• Directions: Scan the entries below and say how many lines contain "output". Write only the number.

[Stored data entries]
PR #6963, opened 2022-08-18
ENH+BF: get_parent_paths - make / into sep option and consistently use "/" as path separator

yarikoptic:
Code review of this function came up while reviewing the
https://github.com/datalad/datalad/pull/6942 and where get_parent_paths,
which was pretty much "avoided" while resolving infinite recursion of
`get_submodules_ -> get_content_info -> get_submodules_`, was re-introduced
specifically within get_submodules_ .

BF: use consistently "sep" instead of / for check within the loop, and then
os.sep to check if points to up/down folders.

ENH:

- sep became an option so we could use it also with os.sep if so desired
  on paths which are not POSIXed.  By default it would remain "POSIX"
  (although checks were not checking for the POSIX endings before).

- The test became parametric to test for various scenarios of using \ vs /
  vs "the default" (/ - POSIX).

### DIFF
--- a/datalad/support/gitrepo.py
+++ b/datalad/support/gitrepo.py
@@ -2720,22 +2720,23 @@ class GitRepo(CoreGitRepo):
             # any incoming path has to be relative already, so we can simply
             # convert unconditionally
             # note: will be list-ified below
-            paths = map(ut.PurePosixPath,  paths)
+            posix_paths = [ut.PurePath(p).as_posix() for p in paths]
         elif paths is not None:
             return info
+        else:
+            posix_paths = None
 
-        path_strs = list(map(str, paths)) if paths else None
-        if path_strs and (not ref or external_versions["cmd:git"] >= "2.29.0"):
+        if posix_paths and (not ref or external_versions["cmd:git"] >= "2.29.0"):
             # If a path points within a submodule, we need to map it to the
             # containing submodule before feeding it to ls-files or ls-tree.
             #
             # Before Git 2.29.0, ls-tree and ls-files differed in how they
             # reported paths within submodules: ls-files provided no output,
             # and ls-tree listed the submodule. Now they both return no output.
-            submodules = [str(ut.PurePosixPath(s["path"].relative_to(self.pathobj)))
+            submodules = [s["path"].relative_to(self.pathobj).as_posix()
                           for s in self.get_submodules_()]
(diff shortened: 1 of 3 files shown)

• Response below: 2